Cancer de prostate et pesticides

Une étude de l’ANSES parue en juillet 2021 reconnaît un lien entre exposition aux pesticides et cancer de la prostate. Cette étude va servir de support à la reconnaissance de ce cancer comme maladie professionnelle pour les agriculteurs français, comme l’a annoncé le 20 octobre le ministre de l’Agriculture et de l’Alimentation, Julien Denormandie.

Chirprost

Selon le Pr Mongiat-Artus, « L’imputabilité de l’exposition professionnelle aux pesticides dans le cancer de la prostate reste particulièrement délicate, tout particulièrement concernant la chlordécone. » Tout d’abord, il existe aux Antilles la plus forte incidence mondiale de cancer de la prostate. Cela est expliqué par la concordance du patrimoine génétique d’origine africaine de la plus grande partie de la population et de la facilité d’accès aux soins dans ces îles.

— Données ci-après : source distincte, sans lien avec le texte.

PR #755, opened 2024-11-13
Feature/all kinds suggestions

miggol:
This PR attempts to make relationships between optional files more clear.

image

Slots can now receive an `OptionalityGroup`, which in the general case does nothing except be a renderable. However, the `merge_groups` utility can use these groups to add some structure to a list of slots.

L’usage de la chlordécone aux Antilles n’a, malheureusement, pas uniquement concerné les travailleurs des bananeraies ; tous les territoires sont concernés, sol et eaux exposant l’ensemble de la population à ce pesticide. Enfin, le dosage sanguin de la chlordécone ne reflète pas correctement l’imprégnation d’un individu, car la molécule est stockée dans le tissu adipeux. « Nous pouvons avancer qu’aux Antilles, il y a une superposition de l’incidence du cancer de la prostate et de l’exposition de toute la population au chlordécone ».
De plus, la chlordécone a un effet « œstrogènes-like ». Celui-ci est responsable d’une augmentation de la sensibilité et de la spécificité du dosage du PSA comme outil de dépistage du cancer de la prostate. Les urologues reconnaîtront cette situation qui peut être comparée à ce qui est observé lors de la prescription d’un inhibiteur de la 5-alpha-réductase. Ainsi chez les patients exposés de façon chronique à la chlordécone, une augmentation du PSA conduira plus souvent au diagnostic de cancer de la prostate que dans une population qui n’y est pas exposée, au moins du fait de la meilleure « rentabilité » de la détection de la maladie. Cet aspect n’a pas été pris en compte dans les rapports établis par l’INSERM et l’ANSES, mais l’a été par le rapport conduit par l’Institut national de médecine agricole sur saisine du ministère de l’Agriculture et de l’Alimentation. Il existe donc bien une corrélation entre chlordécone et cancer de la prostate, mais celle-ci est établie à ce jour uniquement avec le diagnostic de cancer de la prostate et non pas la carcinogénèse prostatique. Il existe des hypothèses et des éléments biologiques de laboratoire à l’appui d’une responsabilité de la chlordécone dans cette carcinogénèse, mais la preuve reste à produire. C’est ce que va explorer un PHRC conduit par les professeurs Cussenot et Fromont.
Ainsi, on ne peut que se réjouir de l’attention portée non seulement aux maladies professionnelles, en l’occurrence au cancer, dont les déclarations sont encore bien trop rares. On peut aussi se réjouir de l’attention portée à la lutte contre le cancer de la prostate, tout particulièrement aux Antilles où les Français lui payent un très lourd tribut.